Однако если мы окинем взглядом всю историю развития приматов с менее антропоцентричных позиций, то нам или нашим потомкам, возможно, всё же удастся обнаружить, что австралопитеки были относительно стабильной формой, если сравнивать их с нами, Homo sapiens. Будущее вполне может показать, что мы, наряду с неандертальцами, кроманьонцами и другими сравнительно недавними предшественниками, были «пробным этапом» в движении природы к более стабильной форме, способной стать носителем разума высокого уровня. Сам факт того, что мы обнаруживаем у себя конкурирующие системы мышления в пределах одного мозга, должен нас насторожить: вероятно, мы сами являемся своего рода «переходной формой» между человекообразными обезьянами и будущим, более гармонично адаптированным Homo neocorticus.
Разумеется, это создаёт огромные проблемы в ходе планирования установления межпланетных сообщений. Возможно, что лишь на переходной стадии, свойственной нашему виду, и то лишь на коротком этапе его развития, у нас вообще возникает какое-то ощущение потребности куда-то добраться и что-то исследовать. Это та склонность, которая характеризует наш прогресс. И если другие существа нашли определённую среду обитания и приспособились к ней, человечество столкнулось с вызовом в виде новых горизонтов и постоянно стремилось к ним, будь то на кораблях из стволов папируса, на плотах из бальсового дерева, на парусных судах, самолётах или межпланетных ракетах.
Сейчас, начиная проникаться необъятностью Вселенной, мы чувствуем себя запертыми в одиночестве в её дальнем уголке на нашей крохотной планете. Но для того, чтобы установились межпланетные сообщения, нам, вероятно, нужно будет ловить редкий шанс того, что в другом мире появился другой биологический вид, который достигнет нашей стадии развития примерно в то же время, что и мы сами, или, скорее, в то время, за которое позволило бы добраться до них то расстояние, которое нужно преодолеть. Не исключено — более того, вполне вероятно, — что такие миры существуют на просторах Вселенной.
Куда же
Супермозг Homo neocorticus, как мы уже говорили, не обязательно должен быть заметно крупнее нашего, чтобы породить разум совершенно иного качества. Однако для того, чтобы это изменение случилось, он должен несколько превосходить наш как по количеству своих нейронов, так и по количеству соединений аксонов и дендритов между ними — и, следовательно, в определённой степени по абсолютной массе.

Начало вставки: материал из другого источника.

PR #562, opened 2020-06-04
test/calico/metadata_access_test.go: add support for aws_edge platform

invidian:
Currently master pipeline fails because of this.


invidian:
:see_no_evil:

PR #565, opened 2020-06-04
examples: make Flatcar channels explicit

alban:
If Flatcar channels are not explicit, it is difficult for the user to find out how to change them. It also makes it less likely to forget to change it in the worker pool section.

Also fix a typo in the configuration.

### DIFF
--- a/docs/configuration-reference/platforms/aws.md
+++ b/docs/configuration-reference/platforms/aws.md
@@ -101,7 +101,7 @@ cluster "aws" {
 
   region = var.region
 
-  enable_aggreation = true
+  enable_aggregation = true
 
   disk_size = var.disk_size
 
--- a/examples/aws-production/cluster.lokocfg
+++ b/examples/aws-production/cluster.lokocfg
@@ -51,6 +51,9 @@ cluster "aws" {
   dns_zone_id      = var.route53_zone_id
   ssh_pubkeys      = var.ssh_public_keys
 
+  //os_channel       = "stable"
+  //os_version       = "current"
+
   oidc {
     issuer_url     = var.oidc_issuer_url
     client_id      = var.oidc_client_id
@@ -62,6 +65,9 @@ cluster "aws" {
     count         = var.workers_count
     instance_type = var.workers_type
     ssh_pubkeys   = var.ssh_public_keys
+
+    //os_channel    = "stable"
+    //os_version    = "current"
   }
 }
 
--- a/examples/aws-testing/cluster.lokocfg
+++ b/examples/aws-testing/cluster.lokocfg
@@ -30,10 +30,16 @@ cluster "aws" {
   dns_zone_id      = var.route53_zone_id
   ssh_pubkeys      = var.ssh_public_keys
 
+  //os_channel       = "stable"
+  //os_version       = "current"
+
   worker_pool "my-wp-name" {
     count         = var.workers_count
     instance_type = var.workers_type
     ssh_pubkeys   = var.ssh_public_keys
+
+    //os_channel    = "stable"
+    //os_version    = "current"
   }
 }
 
--- a/examples/packet-production/cluster.lokocfg
+++ b/examples/packet-production/cluster.lokocfg
@@ -57,6 +57,9 @@ cluster "packet" {
   cluster_name     = var.cluster_name
   controller_count = var.controllers_count
 
+  //os_channel       = "stable"
+
+
   dns {
     provider = "route53"
     zone     = var.dns_zone
@@ -80,6 +83,8 @@ cluster "packet" {
   worker_pool "pool-1" {
     count     = var.workers_count
     node_type = var.workers_type
+
+    //os_channel = "stable"
   }
 }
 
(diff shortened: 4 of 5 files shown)


examples/aws-production/cluster.lokocfg
```diff
@@ -50,6 +50,8 @@ cluster "aws" {
   dns_zone         = var.dns_zone
   dns_zone_id      = var.route53_zone_id
   ssh_pubkeys      = var.ssh_public_keys
+  os_channel       = "stable"
```
invidian, line 53: Hm, maybe we could leave them commented out, to show to the user, that those fields are optional? Example:
```suggestion
  //os_channel       = "stable"
```

And maybe add one empty line between required and optional parameters to easy distinguish between them.

invidian: I would also suggest doing the same change to all `examples` configuration files, so we are consistent.

docs/configuration-reference/platforms/aws.md
```diff
@@ -101,7 +101,7 @@ cluster "aws" {
 
   region = var.region
 
-  enable_aggreation = true
+  enable_aggregation = true
```
johananl, line 104: Looks like this code snippet was never tested.

examples/aws-production/cluster.lokocfg
invidian: @johananl what do you think?

alban: I can do that.

`os_channel` and `os_version` seems to be only supported on `aws`, `baremetal` and `packet` so I will only do the change there.

invidian: Thanks!

alban: Updated on aws and packet.

There are no examples on `baremetal`, so no need for changes here.

examples/aws-testing/cluster.lokocfg
```diff
@@ -29,11 +29,17 @@ cluster "aws" {
   dns_zone         = var.dns_zone
   dns_zone_id      = var.route53_zone_id
   ssh_pubkeys      = var.ssh_public_keys
+  os_channel       = "alpha"
```
invidian, line 32: This changes the testing configuration to use `alpha` version instead of previously used `stable`? Is this intentional? What is the reasoning for that?

Even for testing setup, I don't think we should be promoting use of `alpha` channel.

alban: Yes, I used `alpha` for testing setups. Why not? I think Flatcar alpha/beta should be tested by Lokomotive users before it reaches stable.

invidian: I think putting it here may result in many bug request reported to Lokomotive, which in fact will be caused by potential breakage in Flatcar. I'm not necessarily against it, I just think it should be a conscious decision. @iaguis what do you think?

examples/packet-production/cluster.lokocfg
```diff
@@ -57,6 +57,10 @@ cluster "packet" {
   cluster_name     = var.cluster_name
   controller_count = var.controllers_count
 
+  //os_channel       = "stable"
+  //os_version       = "current"
```
rata, line 61: I think `os_version` doesn't work on Packet. We used preinstalled Flatcar images on amd64, so we can't choose the version, we just run "whatever the preinstalled version is".

On ARM we use IPXE, IIRC, and we can choose that, though

invidian: @rata is right. On Packet, specifying `os_version` only will cause configuration error, as recently added in https://github.com/kinvolk/lokomotive/pull/540.

invidian: I think for Packet, we could just set commented out `os_channel` value then.

examples/aws-testing/cluster.lokocfg
alban: I can change it to `stable` for now until we have consensus. For me the main point was to make it obvious for users how to change the channels if they want to.

examples/packet-production/cluster.lokocfg
alban: I can changed os_version to "" since that's the only value accepted without `ipxe_script_url`. It is commented.

alban:
Updated.

examples/packet-production/cluster.lokocfg
```diff
@@ -57,6 +57,10 @@ cluster "packet" {
   cluster_name     = var.cluster_name
   controller_count = var.controllers_count
 
+  //os_channel       = "stable"
+  //os_version       = ""
```
invidian, line 61: I think having `os_version` here, commented out and with empty value does not bring much value to those example configs. We should either remove it or add commented out `ipxe_script_url` in my opinion, but considering that using `ipxe_script_url` is not very well documented, I'd just remove `os_version` for now.

alban: done

PR #566, opened 2020-06-04
Drop dependency on libcalico-go and improve TestHostEndpoints test

invidian:
While trying to upgrade Helm dependency to the latest version, we hit
the issue, that libcalico-go is still using old version of
'k8s.io/apimachinery', which prevents us from updating. On Calico slack,
we found, that libcalico-go shouldn't really be imported and used, as
the stability is not guaranteed.

We could upgrade apimachinery in libcalico-go and use the forked version
for the time being, but I think we should avoid that, as implementing
that, getting it merged upstream and released may take a long time.

As TestHostEndpoints test is the only place we use libcalico-go, the
easier way forward is to drop it as a dependency, which will unblock
updating Helm.

This commit changes this test to use Kubernetes REST client, which
mimics 'kubectl get --raw' instead of Calico client, to get HostEndpoint
objects from the cluster.

Also while testing this patch, I found that in my opinion this test is too easy to satisfy,
as any `HostEndpoint` object with right node name will make it pass, which means,
that if only the HostEndpoint for VPN interface exist, the test will pass, which should not be
the case, as our main concern is `bond0` interface, which is exposed to the internet, so this PR
also improves that, so we also check for `bond0` interface name.

CC @iaguis


invidian:
This is part of #484 and #545.

test/calico/calico_test.go
```diff
@@ -18,37 +18,60 @@
...
 
 	"github.com/kinvolk/lokomotive/test/components/util"
 )
 
 func TestHostEndpoints(t *testing.T) {
-	// Build Calico client.
-	cac := apiconfig.NewCalicoAPIConfig()
-	cac.Spec.DatastoreType = apiconfig.Kubernetes
-	cac.Spec.Kubeconfig = util.KubeconfigPath(t)
+	// Build rest client so we can do equivalent of 'kubectl get --raw'.
```
iaguis, line 35:
```suggestion
	// Build rest client so we can do the equivalent of 'kubectl get --raw'.
```

test/calico/calico_test.go
```diff
@@ -18,37 +18,60 @@
...
+
+	client, err := rest.RESTClientFor(config)
 	if err != nil {
-		t.Fatalf("failed creating Calico client: %v", err)
+		t.Fatalf("failed building rest client: %v", err)
 	}
 
-	// Build list of nodes which has associated HostEndpoint object.
-	hostEndpointList, err := c.HostEndpoints().List(context.TODO(), options.ListOptions{})
+	// This is minimal version of Calico HostEndpoint CRD object which we need to deserialize
```
iaguis, line 49:
```suggestion
	// This is minimal version of the Calico HostEndpoint CRD object which we need to deserialize
```

iaguis: Can we add some link to the upstream structure here?

test/calico/calico_test.go
```diff
@@ -18,37 +18,60 @@
...
 	if err != nil {
-		t.Fatalf("failed getting hostendpoint objects: %v", err)
+		t.Fatalf("failed getting HostEndpoint objects: %v", err)
+	}
+
+	if err := json.Unmarshal(response, &hostEndpoints); err != nil {
+		t.Fatalf("failed unmarshalling response: %v\n\n%s", err, string(response))
 	}
 
+	// Collect all received host endpoints into a map, so we can quickly look up if
```
iaguis, line 71:
```suggestion
	// Collect all received host endpoints into a map, so we can quickly look up if a
```

test/calico/calico_test.go
```diff
@@ -18,37 +18,60 @@
...
+	// specific object exists. We combine Node name and interface name to ensure, that
```
iaguis, line 72:
```suggestion
	// specific object exists. We combine Node name and interface name to ensure that
```

test/calico/calico_test.go
invidian: I'm not sure what I should link to. To https://github.com/projectcalico/libcalico-go/blob/master/lib/apis/crd.projectcalico.org/v1/hostendpoint_types.go#L27? + to K8s resource list? Maybe I just include shell command + returned json sample?

iaguis: I'd link to https://github.com/projectcalico/libcalico-go/blob/release-v3.14/lib/apis/v3/hostendpoint.go#L31

iaguis: or maybe without the line number since it's a branch...

invidian: Done.

iaguis:
Ooops, linter is not happy.

PR #577, opened 2020-06-05
New lokoctl command to generate a default config

alban:
It gives examples of configurations, allowing users to:
```
lokoctl template aws-production/cluster.lokocfg > mycluster.lokocfg
lokoctl cluster apply
```
instead of copy/paste from the Lokomotive documentation.

This patch also adds a basic syntax check of the configuration examples.
We don't have a command 'lokoctl validate' yet, but at least we check
syntax on the HCL level.


.github/workflows/terraform.yml
```diff
@@ -0,0 +1,31 @@
+name: 'Lokomotive Unit Tests'
```
invidian, line 1: Why is this part of this PR? We use Concourse for our CI. I'm not sure if we should be mixing multiple CI systems for our checks.

pkg/assets/assets_generate.go
```diff
@@ -25,6 +25,7 @@ func main() {
 	dirs := map[string]string{
 		"/lokomotive-kubernetes": "../../assets/lokomotive-kubernetes",
 		"/components":            "../../assets/components",
+		"/examples":              "../../examples",
```
invidian, line 28: I don't think `examples` should be part of the assets, as in the future, we want to use those assets to craft release archive, which will contain files required for installation. `examples` does not really belong there.

.github/workflows/terraform.yml
johananl, line 1: @alban just making sure you're aware we use Concourse as the CI platform for the project.

cli/cmd/template.go
```diff
@@ -0,0 +1,70 @@
...
+	"os"
+
+	log "github.com/sirupsen/logrus"
+	"github.com/spf13/cobra"
+
+	"github.com/kinvolk/lokomotive/pkg/assets"
+)
+
+var templateCmd = &cobra.Command{
+	Use:   "template",
```
johananl, line 30: I would consider naming the command `generate` or `init`. `template` makes me think of interpolating text files using placeholders, which isn't what this command does IIUC.

cli/cmd/template.go
```diff
@@ -0,0 +1,70 @@
...
+	if len(args) == 0 {
+		if err := assets.Assets.WalkFiles("/examples", walkList); err != nil {
+			ctxLogger.Fatalf("failed to walk assets: %s", err)
+		}
+	} else {
+		if err := assets.Assets.WalkFiles("/examples/"+args[0], walkPrint); err != nil {
+			ctxLogger.Fatalf("failed to walk assets: %s", err)
+		}
+	}
+}
```
invidian, line 70:
```suggestion
	if len(args) == 0 {
		if err := assets.Assets.WalkFiles("/examples", walkList); err != nil {
			ctxLogger.Fatalf("failed to walk assets: %s", err)
		}
		return
	}

	if err := assets.Assets.WalkFiles("/examples/"+args[0], walkPrint); err != nil {
		ctxLogger.Fatalf("failed to walk assets: %s", err)
	}
}
```

cli/cmd/template.go
```diff
@@ -0,0 +1,70 @@
...
+	}
+	walkPrint := func(fileName string, fileInfo os.FileInfo, r io.ReadSeeker, err error) error {
+		if err == nil {
+			b, err := ioutil.ReadAll(r)
+			if err != nil {
+				return err
+			}
+			fmt.Printf("%s", b)
+		}
+		return err
```
invidian, line 59:
```suggestion
		if err != nil {
		        return err
		 }
		 
		b, err := ioutil.ReadAll(r)
		if err != nil {
			return err
		}
		
	        fmt.Printf("%s", b)

		return nil
```

.github/workflows/terraform.yml
alban: I thought we could use GitHub actions for compilation check and unit tests that does not require to create any external nodes (just the ubuntu VM used by GitHub action). And we could keep Concourse for all other tests that actually install Lokomotive with external nodes with additional cloud credentials.

johananl:
Thanks @alban!

I have two UX-related comments:

1. `template` feels like the wrong naming for generating sample config (see https://github.com/kinvolk/lokomotive/pull/577/files#r435877654).
1. I would rather have `lokoctl generate aws` or `lokoctl generate packet` etc. I don't have an opinion on how to "translate" these commands to file paths, however I feel this UX is nicer than specifying a "magic" file path which refers to some in-memory file such as `aws-production/cluster.lokocfg`. In case we want to segregate "test" from "prod" config, I would consider generating just *one* sample config and utilize comments to segregate prod from non-prod.

invidian:
Maybe something like `lokoctl config generate --platform aws` would make more sense?

.github/workflows/terraform.yml
johananl: I'm willing to discuss this, however I'd rather discuss the implications with the team first and not introduce a new element "implicitly" :-)

pkg/assets/assets_generate.go
alban: I am not sure I understand: the default configs generated by `lokoctl config generate --platform aws` (or other syntax) need to come from the assets and need to be in the release. Or do you suggest the repo should have both examples and default configs in separate directories?

johananl:
> Maybe something like `lokoctl config generate --platform aws` would make more sense?

Do we want to add a `config` "layer"? I'd think twice if `generate` is going to be the only knob there. `lokoctl health` for example isn't under `cluster` but is rather a top-level command. I'd be interested in @joaquimrocha 's thoughts here.

I don't have an opinion as to whether to put the platform in a subcommand or a flag.

invidian:
>Do we want to add a config "layer"? I'd think twice if generate is going to be the only knob there. lokoctl health for example isn't under cluster but is rather a top-level command. I'd be interested in @joaquimrocha 's thoughts here.

`config` layer could be then extended with `validate` subcommand, which would definitely be a valuable addition. But I'm also open for other suggestions.

iaguis:
I'm gonna close this since it's not clear we want it. We can revisit in the future.

PR #591, opened 2020-06-09
AppendTags improvements

invidian:
Moves from `util` package, which we shouldn't be using to just `pkg/platform` and adds tests for it.

Part of #290.


pkg/platform/platform.go
```diff
@@ -61,3 +62,18 @@ func GetPlatform(name string) (Platform, error) {
 	}
 	return platform, nil
 }
+
+// AppendTags append lokoctl-version tag to given tags map.
+func AppendTags(tags *map[string]string) {
```
iaguis, line 67: Now that we're at it, can we change it to a better name?

For example: `AppendVersionTag` or something similar?

invidian: Done.

pkg/platform/platform_test.go
```diff
@@ -0,0 +1,31 @@
...
+	"testing"
+)
+
+func TestAppendVersionTagUninitializedMap(t *testing.T) {
+	var f map[string]string
+
+	AppendVersionTag(&f)
+
+	if len(f) == 0 {
+		t.Fatalf("version tag should be appended to uninitialized map")
```
iaguis, line 13: Nit, for consistency

```suggestion
		t.Fatalf("should append version tag to uninitialized map")
```

invidian: Thanks.

pkg/platform/platform.go
```diff
@@ -61,3 +62,18 @@ func GetPlatform(name string) (Platform, error) {
 	}
 	return platform, nil
 }
+
+// AppendVersionTag append lokoctl-version tag to given tags map.
```
iaguis, line 66:
```suggestion
// AppendVersionTag appends the lokoctl-version tag to a given tags map.
```

pkg/platform/platform_test.go
```diff
@@ -0,0 +1,33 @@
+package platform_test
```
iaguis, line 1: Can you add a copyright header?

PR #593, opened 2020-06-09
formatting: remove extra space from markdown table

ipochi:
Removes the extra space
```
diff --git a/docs/configuration-reference/platforms/packet.md b/docs/configuration-reference/platforms/packet.md
index 3e946796..7e84ce26 100644
--- a/docs/configuration-reference/platforms/packet.md
+++ b/docs/configuration-reference/platforms/packet.md
@@ -188,7 +188,7 @@ node_type = var.custom_default_worker_type
 | `cluster_name`                        | Name of the cluster.                                                                                                                                                          | -               | true     |
 | `tags`                                | List of tags that will be propagated to master nodes.                                                                                                                         | -               | false    |
 | `controller_count`                    | Number of controller nodes.                                                                                                                                                   | 1               | false    |
-| `controller_type`                     | Packet instance type for controllers.                                                                                                                                         | "t1.small.x86"   | false    |
+| `controller_type`                     | Packet instance type for controllers.                                                                                                                                         | "t1.small.x86"  | false    |
 | `dns`                                 | DNS configuration block.                                                                                                                                                      | -               | true     |
 | `dns.zone`                            | A DNS zone to use for the cluster. The following format is used for cluster-related DNS records: `<record>.<cluster_name>.<dns_zone>`                                         | -               | true     |
 | `dns.provider`                        | DNS provider to use for the cluster. Valid values: `cloudflare`, `route53`, `manual`.                                                                                         | -               | true     |
```


johananl:
Maybe we should use tabs instead of spaces :trollface:

PR #88, opened 2026-07-09
Fix: v1.4.3 — Kiro hook adapter fixes

### LINKED ISSUE #84: Kiro hook events silently dropped — hook_event_name casing mismatch, adapter never wired
## Summary

Tool-call telemetry from Amazon Kiro never reaches the dashboard or New Relic, even when the MCP connection, hooks, and `preflight doctor` all report healthy. Traced to two compounding issues in `preflight-collector` / the platform-adapter system.

## Reported symptom

A user configured Preflight as an MCP server in Kiro (`npx -y @newrelic/preflight --stdio`) and wired `preToolUse`/`postToolUse` hooks to call `preflight-collector --pre` / `--post`, exactly per the documented setup. Claude Code, configured in parallel, worked fine. Kiro tool calls never appeared on `localhost:7777`, despite:
- the dashboard loading normally
- `preflight doctor` reporting all checks passed

### 1. `preflight-collector` hard-codes Claude Code's hook event names

`src/hooks/collector-script.ts` (`processHook`, ~line 630) does a strict equality check on the incoming `hook_event_name` field:

```ts
if (eventName === 'PreToolUse') { ... }
else if (eventName === 'PostToolUse') { ... }
else if (eventName === 'PostToolUseFailure') { ... }
else {
  // Unknown hook event — ignore silently
  return;
}
```

These are Claude Code's exact (PascalCase) hook event names. Per Kiro's own docs (https://kiro.dev/docs/cli/hooks), Kiro's hook payload sends `hook_event_name` as lower-camelCase: `"preToolUse"`, `"postToolUse"`, `"agentSpawn"`, `"userPromptSubmit"`.

`'preToolUse' !== 'PreToolUse'` — every Kiro hook event hits the `else` branch. Nothing is written to the buffer file, and the collector still exits `0`, so from Kiro's perspective the hook succeeded. No error surfaces anywhere.

### 2. The Kiro platform adapter exists but is never invoked

`src/platforms/kiro-adapter.ts` implements a full `KiroAdapter` (tool-name mapping via `KIRO_TOOL_MAP`, env-var-based detection of `KIRO_SESSION_ID`/`KIRO_IDE`/`MCP_CLIENT=kiro`/`NEW_RELIC_AI_PLATFORM=kiro`, `normalizeToolCall()`), and `src/platforms/platform-registry.ts` has real detection logic (`PlatformRegistry.detect()` / `getActive()`) that would select it.

However, grepping the whole `src/` tree shows `adapter.normalizeToolCall(...)`, `registry.detect()`, and `registry.getActive()` are called **only from unit tests** (`*.test.ts`). `src/index.ts` imports `createDefaultRegistry` but never calls it. The hook-based ingestion path (`collector-script.ts` → `HookEventProcessor` in `src/hooks/event-processor.ts` → trackers) never consults the platform registry or any adapter at all — it's entirely Claude-Code-shaped, regardless of which platform is actually connected.

So the README/CHANGELOG claim ("Preflight now detects and normalizes tool calls from Amazon Kiro") is true of the adapter *module* in isolation, but not of the running system. The adapter is fully-built, tested scaffolding that was never connected to the pipeline that actually populates the dashboard.

### 3. `preflight doctor` can't catch this

`checkHooksWired()` in `src/install/diagnostics.ts` only inspects Claude Code's `~/.claude/settings.json` for `PreToolUse`/`PostToolUse` entries invoking the collector. It has no visibility into Kiro's own hook config or into whether events are actually landing in the buffer. If Claude Code is *also* configured on the same machine (as in the reported case), doctor reports green regardless of whether Kiro's hooks work at all.

## Proposed fix

**Short-term (unblocks Kiro immediately):**
Make the `hook_event_name` check in `collector-script.ts` case-insensitive, or explicitly accept both Claude Code's and Kiro's event-name spellings:

```ts
const normalizedEventName = eventName?.toLowerCase();
if (normalizedEventName === 'pretooluse') { ... }
else if (normalizedEventName === 'posttooluse') { ... }
else if (normalizedEventName === 'posttoolusefailure') { ... }
```

**Correct long-term fix:** wire the platform-adapter system into the real ingestion path instead of leaving it as unused scaffolding:
1. In `collector-script.ts` or `event-processor.ts`, detect the active platform (via `createDefaultRegistry().getActive()`, gated on the Kiro/other env vars already implemented in each adapter's `isSupported()`) once per process, and use it to normalize the raw hook payload — event-name casing included — before writing/pairing.
2. Route Kiro's `tool_name` values (Kiro's canonical tool names, e.g. `fs_read`, `execute_bash` — confirmed against https://kiro.dev/docs/cli/hooks — plus aliases like `read`/`write`/`shell`) through `KIRO_TOOL_MAP` in `kiro-adapter.ts`, and double check that map's keys actually match Kiro's real tool names (some entries look like guesses, e.g. `fsRead`/`fsWrite` camelCase, that may not match Kiro's documented snake_case canonical names).
3. Extend `preflight doctor`'s "Hooks wired" check to be platform-aware — at minimum, warn when the detected platform isn't Claude Code and the Claude-Code-only settings.json check is the only thing being validated.
4. Add an integration test that feeds a real Kiro-shaped hook payload (`hook_event_name: "preToolUse"`, Kiro's documented field names) through `collector-script.ts` end-to-end and asserts a buffer line is written — the current adapter unit tests only exercise `normalizeToolCall()` directly and would not have caught this, since that method is never called by the actual collector.

## Environment

- Preflight: MCP stdio mode + hooks, both configured per the documented Kiro setup instructions from `KiroAdapter.getHookInstallInstructions()`
- Kiro hooks calling `preflight-collector --pre` / `preflight-collector --post`
- `preflight doctor`: all checks passed
- Claude Code, configured in parallel on the same machine, works correctly

## References

- Kiro hook payload schema: https://kiro.dev/docs/cli/hooks
- `src/hooks/collector-script.ts` (`processHook`)
- `src/platforms/kiro-adapter.ts`
- `src/platforms/platform-registry.ts`
- `src/install/diagnostics.ts` (`checkHooksWired`)

chrisdhaan:
## Summary

- Fixes Kiro IDE hook events being silently dropped: `preflight-collector` matched Claude Code's exact PascalCase hook event names (`PreToolUse`); Kiro sends lower-camelCase (`preToolUse`) per its own docs, so every Kiro hook event fell through to a silent no-op — nothing written to the buffer, collector still exited 0. The event-name check is now case-insensitive.
- Wires the platform-adapter system into the real hook pipeline: `PlatformAdapter`/`PlatformRegistry` were fully built and tested but never actually called from the running hook pipeline, so every platform's tool names passed through unmapped. Added `PlatformAdapter.mapToolName()`, wired it into `HookEventProcessor`, corrected `KIRO_TOOL_MAP` against Kiro's documented aliases (`read`/`write`/`shell`/`aws`), and made sure a tool's original name is preserved instead of collapsing into a generic `"Unknown"` bucket when a platform adapter has no mapping for it.
- Adds `preflight doctor --platform <name>` so the "Hooks wired" check isn't silently Claude-Code-only.

Closes #84

## Test plan

- [x] `npm run build && npm test && npm run lint` green (3843 passed, 3 skipped, 0 failed; 0 lint errors/warnings)
- [x] Manual smoke test: `preflight doctor --platform kiro` and `preflight doctor --platform not-a-real-platform` both produce expected output
- [ ] Manual end-to-end test against a live Kiro install (deferred — the fix is verified against Kiro's documented hook payload shape at https://kiro.dev/docs/cli/hooks)

### DIFF
--- a/CHANGELOG.md
+++ b/CHANGELOG.md
@@ -5,6 +5,17 @@ All notable changes to this project will be documented in this file.
 The format is based on [Keep a Changelog](https://keepachangelog.com/en/1.1.0/),
 and this project adheres to [Semantic Versioning](https://semver.org/spec/v2.0.0.html).
 
+## [1.4.3] - 2026-07-09
+
+### Fixed
+
+- **Kiro hook events were silently dropped** — `preflight-collector` matched Claude Code's exact PascalCase hook event names (`PreToolUse`); Kiro sends lower-camelCase (`preToolUse`) per its own docs, so every Kiro hook event fell through to a silent no-op — nothing was written to the buffer, but the collector still exited 0. The event-name check is now case-insensitive. (#84)
+- **Hook-sourced tool names were never normalized for any platform** — `PlatformAdapter.normalizeToolCall()` and `PlatformRegistry` were fully implemented and tested but never actually called from the running hook pipeline; every platform's tool names passed through to trackers and the dashboard unmapped. Added `PlatformAdapter.mapToolName()` and wired it into `HookEventProcessor`, and corrected Kiro's tool-name map with its documented aliases (`read`/`write`/`shell`/`aws`).
+
+### Added
+
+- **`preflight doctor --platform <name>`** — the "Hooks wired" check previously only validated Claude Code's `settings.json` and stayed green regardless of whether a non-Claude-Code platform's hooks actually worked. Passing `--platform kiro` (or any other registered platform name) now skips the Claude-Code-specific check in favor of an explicit reminder to verify that platform's own hook/MCP config and to confirm events land in `~/.newrelic-preflight/buffer-*.jsonl`.
+
 ## [1.4.2] - 2026-07-09
 
 ### Added
--- a/package-lock.json
+++ b/package-lock.json
@@ -1,12 +1,12 @@
 {
   "name": "@newrelic/preflight",
-  "version": "1.4.2",
+  "version": "1.4.3",
   "lockfileVersion": 3,
   "requires": true,
   "packages": {
     "": {
       "name": "@newrelic/preflight",
-      "version": "1.4.2",
+      "version": "1.4.3",
       "license": "Apache-2.0",
       "dependencies": {
         "@modelcontextprotocol/sdk": "^1.29.0",
--- a/package.json
+++ b/package.json
@@ -1,6 +1,6 @@
 {
   "name": "@newrelic/preflight",
-  "version": "1.4.2",
+  "version": "1.4.3",
   "type": "module",
   "license": "Apache-2.0",
   "private": false,
--- a/src/hooks/collector-script.test.ts
+++ b/src/hooks/collector-script.test.ts
@@ -395,6 +395,51 @@ describe('collector-script', () => {
     });
   });
 
+  function makeKiroPreToolUse(overrides?: Record<string, unknown>): string {
+    return JSON.stringify({
+      hook_event_name: 'preToolUse',
+      tool_name: 'read',
+      tool_input: { operations: [{ mode: 'Line', path: '/tmp/test.ts' }] },
+      session_id: 'kiro-sess-001',
+      cwd: '/projects/test',
+      ...overrides,
+    });
+  }
+
+  function makeKiroPostToolUse(overrides?: Record<string, unknown>): string {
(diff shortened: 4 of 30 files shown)


corinnekunze:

На материале уже работающей лаборатории, которая находится у нас на Земле, мы можем наблюдать, как при переходе от мозга обезьяньего образца к человеческому, прежде всего, в более полной мере используются возможности мозга меньшего размера. Например, у австралопитеков — так называемых обезьянолюдей — размеры мозга были не больше, чем у современных человекообразных обезьян, однако они изготавливали примитивные орудия труда и на протяжении долгих веков делали первые шаги к человеческому образу жизни ещё до того, как условия окружающей среды потребовали ещё большего развития интеллекта. Лишь после этого появились виды с более крупным мозгом. Если же брать нас самих, представителей нашего собственного вида, то мы вполне наслышаны о заметной разнице в работе мозга на всём пути от тупого до среднего, очень умного и гениального, хотя объективно все эти мозги обладают одинаковыми размерами и потенциально способны работать наравне с мозгами гения.
Возможно, было бы полезно взглянуть на другой орган или систему органов, а не на мозг, чтобы понять, насколько далеко можно зайти в использовании того, что уже существует, прежде чем возникнет необходимость увеличивать размер ради повышения производительности. Например, мышцы доходяги весом 90 фунтов при рождении физически ничем не отличаются от мышц 200-фунтового штангиста, и обладают ровно таким же потенциалом для развития. Разница в итоге заключается в том, что тяжелоатлет использует свою мышечную силу в полной мере, тогда как доходяга не сумел этого сделать.
В этом отношении мозг ничем не отличается от любого другого органа. Его постоянное использование и тренировка способствуют улучшению работоспособности в нарастающем темпе. И поэтому мы должны представить себе обстоятельства, при которых требования, предъявляемые к возможностям человеческого мозга, будут способствовать полному использованию уже имеющихся в нашем распоряжении тканей — фактически, наступит такое время, когда тот, кого мы сейчас считаем «очень умным» или «гениальным», превратится в «среднего», — прежде чем придётся думать о каком-то увеличении размера ради обеспечения ещё больших способностей. Если мы сможем представить себе общество, в котором то, что мы в настоящее время считаем гениальностью, становится нормой интеллектуальной деятельности, и попытаемся представить себе гениев уже из этого общества, то сможем увидеть, каким будет первый шаг в сторону Homo neocorticus.